Merkel gab daraufhin an, sich für Verbesserungen des Berufs und seiner Bezahlung einsetzen zu wollen. «Ich kann Ihnen nicht versprechen, dass zum Schluss alles zur besten Zufriedenheit ist, aber es wird mehr Standard reinkommen. Ich hoffe, dass es in zwei Jahren besser ist», sagte sie.

Die Antwort stellte Jorde nicht zufrieden. Er hakte nach: «Wie wollen Sie es denn schaffen, dass in zwei Jahren schon mehr Pflegekräfte da sind? Die fallen doch nicht vom Himmel», kritisierte der junge Mann. Er forderte von der Politik, durch öffentliche Kampagnen für Pflegeberufe zu werben.

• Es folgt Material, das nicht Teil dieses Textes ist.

PR #3199, opened 2026-09-18
perf(cloudflare): reduce Worker startup module closure

ascorbic:
## What does this PR do?

Reduces the module graph evaluated when an EmDash Cloudflare Worker starts. The Worker entry exports `PluginBridge` directly, loads scheduled maintenance only when a Cron Trigger runs, and loads the bridge's repository runtime on the first sandbox RPC through a narrow `emdash/plugins/host` entry. Existing `emdash` and `@emdash-cms/cloudflare/worker` exports remain compatible.

Adds a production-build guard that walks static imports from the generated Worker entry. CI now rejects more than 30 eager modules, more than 2 MB of eager JavaScript, or eager WXR, Tiptap/ProseMirror, plugin-registry, and media-maintenance sources.

The query-count harness now disables Astro 7.3's separate dev and preview background modes so local agent runs capture the same query events as CI.

Discussion: https://github.com/emdash-cms/emdash/discussions/3143

Measured on the production-built Cloudflare starter with Wrangler 4.125.0, using one discarded warm-up and nine startup samples:

| Metric | Before | After | Change |
| --- | ---: | ---: | ---: |
| Eager modules | 144 | 18 | -87.5% |
| Eager bytes | 5,721,716 | 1,734,286 | -69.7% |
| Startup active CPU median | 44.0 ms | 19.0 ms | -56.8% |
| Startup CPU range | 41.0–45.3 ms | 18.7–20.1 ms | |

The narrow bridge runtime adds 928 KB on the first sandbox RPC, keeping startup plus first plugin use at approximately 2.66 MB instead of loading the 5.72 MB root barrel. Testing Cloudflare's `new_module_registry` flag increased the optimized median to 35.4 ms, so this PR does not enable it.

## Type of change

- [ ] Bug fix
- [ ] Translation
- [ ] Documentation
- [x] Performance improvement
- [ ] Tests

## Checklist

- [x] `pnpm typecheck` passes
- [x] `pnpm lint` passes
- [ ] New features link to an approved Discussion: https://github.com/emdash-cms/emdash/discussions/3143

The localization, new-feature, and screenshot items are not applicable: this changes Worker startup timing without adding admin UI or a new product capability.

## Screenshots / test output

Not applicable — no UI changes.

Validated on the exact merged `origin/main` head with:

- `pnpm install --frozen-lockfile`
- `pnpm build`
- `pnpm typecheck`
- `pnpm lint`
- `pnpm format:check`
- `pnpm --dir packages/cloudflare test` — 436 passed
- focused core content-access tests — 102 passed
- production workerd bridge tests — 31 passed
- `pnpm query-counts --target d1` — count and SQL snapshots match
- `pnpm --dir templates/starter-cloudflare build`
- `pnpm startup:check` — 18 modules, 1,734,286 bytes
- `wrangler check startup` — 19.0 ms median across nine measured runs

The package API linter (`publint`) passes for both changed packages. The secondary `attw --pack` process crashes after packing with `Cannot read properties of undefined (reading 'filename')` for both packages and does not report a package diagnostic.


eisenbruch:
Tested on our real Worker rather than the starter, since this is the site that motivated the thread. Short version: **it works, and it removes the workaround we had been carrying.** Details, with the caveat that our own entry was already lazy, so our headline numbers move less than yours and that is expected.

## What we are

`equineinfoexchange.com`, launched yesterday: Astro 7 + EmDash 0.38.0 on Workers/D1/R2/KV, ~9,700 directory listings, ~3,400 HTML pages. We had already worked around the eager closure on our side, by making our build inject the `scheduled` handler with a dynamic `import()` rather than a static one. So we start from 21 eager modules, not 144.

## The measurement that matters

Because our entry was already lazy, the honest test is **what a static import costs**, which is what an ordinary site does and what we had to stop doing:

| our Worker, `scheduled` imported **statically** | eager modules | eager bytes |
| --- | ---: | ---: |
| 0.38.0 | 137 | 5,712,000 |
| #3199 preview | **22** | **1,500,000** |

Same entry, same build, only the packages differ. **That is the whole of our workaround made unnecessary** — one extra module and 0.02 MB over our hand-lazied build. We can delete the injection hack and go back to a plain static import.

With our existing lazy entry, before and after are unchanged, as expected: 21 modules / 1.48 MB → 21 / 1.50 MB, startup active CPU median **29.5 ms → 31.0 ms** over nine runs each (min 26.6/27.6, max 34.3/52.4). No regression, no gain, because we were already at the floor. Wrangler 4.x, `wrangler check startup`, one warm-up discarded.

The `PluginBridge` change is the part I had concluded was unfixable from outside — a Durable Object class has to be a module-scope export, so no amount of deferring on our side could help. Good to be wrong about that.

## Two things you may want to know

**1. `emdash/dist/astro/middleware.mjs` goes from 161 KB to 43 KB**, because it stops inlining the runtime. That is a nice second-order confirmation the split does what it says. It also **moves `mergedData` / `validateContentData` / `getCollectionWithFields` out of that module into `emdash-runtime-*.mjs`**. Only relevant to people patching built dist files, which is us: we carry local patches for #3129 and #3142 that target `astro/middleware.mjs`, and they will need retargeting when this lands. Not a blocker and not a request — the patches are ours and temporary — but worth knowing that the entry's contents change shape, not just its import graph.

**2. `@emdash-cms/plugin-forms` is unaffected.** It does not reference `plugins/host` or the sandbox, and it stays where it was in the eager closure (1 of 21 modules).

## Caveats

Our four remaining local patches could not be applied to the preview build, because they target content-hashed dist filenames (`api-BvxJmnFY.mjs` and friends) that are rebuilt under new hashes. I checked each one and the upstream code they anchor to is still present under the new names, so this is a packaging artifact of preview builds rather than a conflict with this PR. The numbers above are therefore from an **unpatched** preview install.

Tested on our staging environment, not production.

The CI guard is the part I would have asked for if you had not included it. The regression we hit was invisible precisely because nothing failed — the build passed, the deploy passed, every page served, and the only symptom was cold pages taking 1–3 seconds. A threshold that fails the build is what stops that recurring.

Happy to re-run any of this, or to test again once it is on a release we can install normally.

ascorbic:
Thanks for checking. I'll merge this and it'll be in the next release

PR #3202, opened 2026-09-18
fix(core): search finds nothing for a query with an operator word and an apostrophe

### LINKED ISSUE #3193: Search silently returns nothing when the query contains both an English "and"/"or"/"not"/"near" and an apostrophe
## Summary

`escapeQuery()` treats the ordinary English words **and**, **or**, **not** and **near** as FTS5 operators, case-insensitively, and responds by handing the user's raw string to FTS5 **unquoted**. If that string also contains an apostrophe — which any possessive does — FTS5 raises `fts5: syntax error near "'"`, `isFts5SyntaxError()` catches it, and the search returns `[]`.

The result is a query that looks completely reasonable and finds nothing, with no error and no signal to the user. Typing a business's own full name into a site search is the case that hits it.

We found this on a directory of 9,676 listings. Searching for `Tennessee Walking Horse Breeder's and Exhibitor's Association` — the exact stored title of a published entry — returns 0 results. Dropping either the `and` or the apostrophes finds it immediately.

**Affected version:** 0.38.0. The code is unchanged on `main`.

## Reproduction

Minimal, no EmDash needed. `escapeQuery` is transcribed verbatim from `packages/core/src/search/query.ts`:

```js
import { DatabaseSync } from "node:sqlite";               // node --experimental-sqlite
const db = new DatabaseSync(":memory:");
db.exec(`CREATE VIRTUAL TABLE f USING fts5(title, content, tokenize='porter unicode61')`);
db.prepare(`INSERT INTO f VALUES(?,?)`).run("Tennessee Walking Horse Breeder's and Exhibitor's Association", "");

const FTS_OPERATORS = /\b(AND|OR|NOT|NEAR)\b/i;
function escapeQuery(q) {
  q = (q || "").trim();
  if (!q) return "";
  if (q.startsWith('"') && q.endsWith('"') && q.length >= 2) return `"${q.slice(1, -1).replace(/"/g, '""')}"`;
  const escaped = q.replace(/"/g, '""');
  if (FTS_OPERATORS.test(q)) return escaped;              // <-- raw passthrough
  const terms = escaped.split(/\s+/).filter((t) => t.length > 0);
  if (!terms.length) return "";
  return terms.map((t) => `"${t}"*`).join(" ");
}

for (const q of [
  "Tennessee Walking Horse Breeder's and Exhibitor's Association",
  "Tennessee Walking Horse Breeder's Exhibitor's Association",
  "Breeder's and Exhibitor",
  "O'Brien not here",
  "Breeders and Exhibitors",
]) {
  const m = escapeQuery(q);
  let out;
  try { out = db.prepare(`SELECT count(*) c FROM f WHERE f MATCH ?`).get(m).c; }
  catch (e) { out = "THROWS: " + e.message; }
  console.log(JSON.stringify(q), "->", JSON.stringify(m), out);
}
```

| query | what `escapeQuery` produces | FTS5 |
| --- | --- | --- |
| `Tennessee Walking Horse Breeder's and Exhibitor's Association` | the string, raw | **`fts5: syntax error near "'"`** |
| `Tennessee Walking Horse Breeder's Exhibitor's Association` | `"Tennessee"* "Walking"* … "Breeder's"* …` | 1 |
| `Breeder's and Exhibitor` | the string, raw | **`fts5: syntax error near "'"`** |
| `O'Brien not here` | the string, raw | **`fts5: syntax error near "'"`** |
| `Breeders and Exhibitors` | the string, raw | 1 |

Only the two ingredients together fail. An apostrophe alone takes the quoted-term path and is fine; an operator word alone parses as barewords and is fine.

Reproduced end to end against a live D1 deployment through `search()`, and through the site's own search page.

## Root cause

`packages/core/src/search/query.ts`:

```ts
const FTS_OPERATORS_PATTERN = /\b(AND|OR|NOT|NEAR)\b/i;
…
const escaped = query.replace(DOUBLE_QUOTE_PATTERN, '""');
if (FTS_OPERATORS_PATTERN.test(query)) return escaped;   // user is "writing FTS5 syntax"
const terms = escaped.split(WHITESPACE_SPLIT_PATTERN).filter((t) => t.length > 0);
return terms.map((t) => `"${t}"*`).join(" ");
```

Two decisions combine:

1. **The operator test is case-insensitive.** FTS5's own operators are uppercase-only — `and` is a bareword to FTS5, `AND` is the operator. Matching `/i` means every sentence containing the English word "and" is classified as a syntax query. That is a large fraction of natural search input: "boarding and training", "tack and feed", "Smith and Sons".
2. **The escape hatch escapes only double quotes.** Once on the raw path, nothing protects `'`, `(`, `)`, `*`, `:`, `^` or `-`, all of which are meaningful or illegal to FTS5 in a bareword.

The failure is silent because `isFts5SyntaxError()` correctly converts the resulting throw into `[]`. That is the right behaviour for genuinely malformed syntax; it is the wrong outcome for a user who never intended to write syntax.

## Impact

It is not limited to apostrophes. Anything that reaches the raw path and is not valid FTS5 fails the same way, for example `Smith & Sons (Tack and Feed)`, or a hyphenated name plus an "and". And when the raw string *is* valid FTS5, the behaviour is different again but still surprising: prefix matching is silently dropped, so `boarding and train` no longer matches "training", while `boarding train` does.

There is no way for a site to opt out. `escapeQuery` is not configurable and the site search page passes user input straight through.

## Possible directions

Offered as starting points.

- **Make the operator test case-sensitive**, `/\b(AND|OR|NOT|NEAR)\b/`. This alone fixes the reported case and matches FTS5's own rule: a user typing uppercase AND plausibly means the operator, a user typing "and" does not. It is a one-character change and the least surprising semantics.
- **Escape the raw path properly** rather than only its double quotes, so a query that opts into syntax still cannot produce a hard error from an apostrophe in a name.
- **Fall back instead of returning empty.** When `isFts5SyntaxError` fires, retry once with the fully quoted term construction before giving up. A search that quietly returns nothing is worse than one that ignores the user's operators.
- Either way, a regression test over a title containing both an apostrophe and "and" would pin it.

Happy to send a PR for the case-sensitivity change plus a test if that is the direction you would take.

## Environment

- emdash 0.38.0, Cloudflare D1, `listings` collection with `search` enabled
- Also reproduced on stock SQLite FTS5 via `node:sqlite`

eisenbruch:
## What does this PR do?

Closes #3193.

FTS5's operators are uppercase only: `AND` is the operator, `and` is an ordinary bareword. `escapeQuery()` in `packages/core/src/search/query.ts` tested for them case-**in**sensitively:

```ts
const FTS_OPERATORS_PATTERN = /\b(AND|OR|NOT|NEAR)\b/i;
```

So any query containing the English word *and*, *or*, *not* or *near* was classified as a syntax query and sent down the raw path, where only double quotes are escaped. An apostrophe then reached SQLite unescaped, raised `fts5: syntax error near "'"`, and `isFts5SyntaxError()` turned that into an empty result. A perfectly ordinary search silently found nothing, with no error and nothing to tell the reader why.

The fix is the `i` flag:

```diff
-const FTS_OPERATORS_PATTERN = /\b(AND|OR|NOT|NEAR)\b/i;
+const FTS_OPERATORS_PATTERN = /\b(AND|OR|NOT|NEAR)\b/;
```

Uppercase operators keep working, because those are the ones FTS5 honours. Lowercase prose now takes the safe path and is quoted.

We hit this on a live directory of 9,676 listings: searching for a listing's own exact stored title, `Tennessee Walking Horse Breeder's and Exhibitor's Association`, returned zero results. Typing a business's full name into a site search is not an exotic query.

### The two alternatives, and why they are worse

- **Escape the apostrophe on the raw path.** It fixes the crash but keeps the cause: ordinary prose is still read as operator syntax, so `and`, `or` and `not` silently change the meaning of a search.
- **Strip punctuation before searching.** It breaks tokenization. `O'Brien` becomes the single token `obrien`, which matches no document holding `O'Brien`.

## Type of change

- [x] Bug fix
- [ ] Translation
- [ ] Documentation
- [ ] Performance improvement
- [ ] Tests

## Checklist

- [x] `pnpm typecheck` passes (`emdash`; the `apps/aggregator` failure on `PackageView` is pre-existing and reproduces on a clean `main`)
- [x] `pnpm lint` passes (`oxlint --type-aware --deny-warnings`)
- [x] `pnpm test` passes (or targeted tests for my change): the search suites, 13 files and 54 tests

## Screenshots / test output

Not applicable, no UI change.

`packages/core/tests/integration/search/operator-words.test.ts` covers five cases. Three fail against `main` and pass with the change:

```
× finds a title containing both an apostrophe and the word and
× finds a title containing an apostrophe and any of the operator words
× keeps prefix matching for a query containing a lowercase operator word
```

I verified that by reverting the one character on this branch and re-running, rather than by reasoning about it.

One detail worth keeping if the tests are edited: the prefix-matching case deliberately uses a partial word rather than a stem. `boarding and train` would pass either way, because Porter reduces `training` to `train` on both sides; it uses `boarding and wil` against `Willow`, which only matches with the prefix operator.


eisenbruch:
All three taken in 698953a4, as written.

- `query.ts`: the block comment is now the two-line invariant. The bug narrative belongs in this PR and the issue, not in the source.
- `operator-words.test.ts`: same, a present-tense note above the suite.
- The changeset now leads with the verb and names the user-facing behavior.

No logic change; `oxfmt --check` is clean across the tree.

Pfleger erntet Lob im Internet

Für seine Hartnäckigkeit gegenüber der Bundeskanzlerin wird Jorde nun gelobt. «Deshalb wollte Merkel keine Bürger beim TV-Duell», kommentierte ein Twitterer. «Kann gar nicht funktionieren: Jorde entlarvt Beschwichtigung der Kanzlerin Merkel zur Pflege», schrieb die Gruppe PflegeZukunft.




(kle)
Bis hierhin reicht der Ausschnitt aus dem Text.